- **Try it**: All lines holding the word "void" are to be copied from the records beneath.

Collected data entries:
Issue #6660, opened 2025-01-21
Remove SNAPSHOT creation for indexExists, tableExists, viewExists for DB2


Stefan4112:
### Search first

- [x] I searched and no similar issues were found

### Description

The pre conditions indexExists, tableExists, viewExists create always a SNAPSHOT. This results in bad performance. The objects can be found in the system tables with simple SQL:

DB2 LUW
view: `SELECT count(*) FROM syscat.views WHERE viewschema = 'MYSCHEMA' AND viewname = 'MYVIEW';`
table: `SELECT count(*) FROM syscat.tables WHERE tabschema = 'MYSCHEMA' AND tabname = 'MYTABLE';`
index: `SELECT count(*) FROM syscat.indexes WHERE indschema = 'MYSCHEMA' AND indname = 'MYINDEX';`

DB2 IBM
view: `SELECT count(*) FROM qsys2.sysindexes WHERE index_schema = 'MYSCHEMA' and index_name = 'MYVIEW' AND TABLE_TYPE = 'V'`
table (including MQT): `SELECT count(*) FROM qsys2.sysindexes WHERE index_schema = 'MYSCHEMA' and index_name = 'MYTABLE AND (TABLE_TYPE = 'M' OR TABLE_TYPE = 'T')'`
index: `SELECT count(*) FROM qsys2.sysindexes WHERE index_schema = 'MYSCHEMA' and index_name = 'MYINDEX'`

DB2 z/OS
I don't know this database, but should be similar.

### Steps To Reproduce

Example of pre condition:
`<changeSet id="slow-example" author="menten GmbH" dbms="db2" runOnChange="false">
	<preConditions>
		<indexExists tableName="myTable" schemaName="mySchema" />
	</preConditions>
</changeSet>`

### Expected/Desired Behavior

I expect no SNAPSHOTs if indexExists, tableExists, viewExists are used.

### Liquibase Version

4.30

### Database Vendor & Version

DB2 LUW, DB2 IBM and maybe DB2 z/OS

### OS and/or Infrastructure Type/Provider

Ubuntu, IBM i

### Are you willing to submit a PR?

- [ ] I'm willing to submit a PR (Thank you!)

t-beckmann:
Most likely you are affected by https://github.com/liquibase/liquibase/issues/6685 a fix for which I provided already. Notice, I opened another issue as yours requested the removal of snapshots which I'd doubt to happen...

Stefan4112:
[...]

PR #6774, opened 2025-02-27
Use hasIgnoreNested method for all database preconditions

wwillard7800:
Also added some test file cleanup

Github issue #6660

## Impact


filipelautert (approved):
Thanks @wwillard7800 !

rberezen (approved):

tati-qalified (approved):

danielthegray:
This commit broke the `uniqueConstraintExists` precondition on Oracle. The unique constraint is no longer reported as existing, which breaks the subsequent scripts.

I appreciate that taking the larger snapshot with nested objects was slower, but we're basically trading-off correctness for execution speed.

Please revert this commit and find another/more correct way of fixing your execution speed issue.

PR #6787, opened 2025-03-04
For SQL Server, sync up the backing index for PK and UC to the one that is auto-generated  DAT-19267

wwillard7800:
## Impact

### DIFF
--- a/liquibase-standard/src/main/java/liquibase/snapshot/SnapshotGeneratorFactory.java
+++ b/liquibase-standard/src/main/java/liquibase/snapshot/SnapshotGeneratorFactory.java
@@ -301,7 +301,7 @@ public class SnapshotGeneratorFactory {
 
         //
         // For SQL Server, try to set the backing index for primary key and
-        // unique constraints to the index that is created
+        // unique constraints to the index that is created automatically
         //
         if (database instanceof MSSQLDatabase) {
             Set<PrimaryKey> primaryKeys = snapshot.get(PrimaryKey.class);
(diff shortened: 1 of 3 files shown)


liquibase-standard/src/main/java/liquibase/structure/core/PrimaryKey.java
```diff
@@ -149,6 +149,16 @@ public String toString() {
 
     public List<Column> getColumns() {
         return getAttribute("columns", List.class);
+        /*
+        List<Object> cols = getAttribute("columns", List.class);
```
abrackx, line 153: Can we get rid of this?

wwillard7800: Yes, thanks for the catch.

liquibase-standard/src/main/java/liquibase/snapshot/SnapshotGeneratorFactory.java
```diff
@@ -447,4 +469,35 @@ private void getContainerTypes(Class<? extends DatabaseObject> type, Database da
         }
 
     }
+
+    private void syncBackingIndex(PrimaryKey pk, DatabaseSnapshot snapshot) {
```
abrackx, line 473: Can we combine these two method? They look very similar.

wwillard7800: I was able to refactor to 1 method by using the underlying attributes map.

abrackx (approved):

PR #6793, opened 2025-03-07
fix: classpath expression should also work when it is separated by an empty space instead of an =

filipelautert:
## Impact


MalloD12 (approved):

- **Output of the exercise**:
@@ -447,4 +469,35 @@ private void getContainerTypes(Class<? extends DatabaseObject> type, Database da
+    private void syncBackingIndex(PrimaryKey pk, DatabaseSnapshot snapshot) {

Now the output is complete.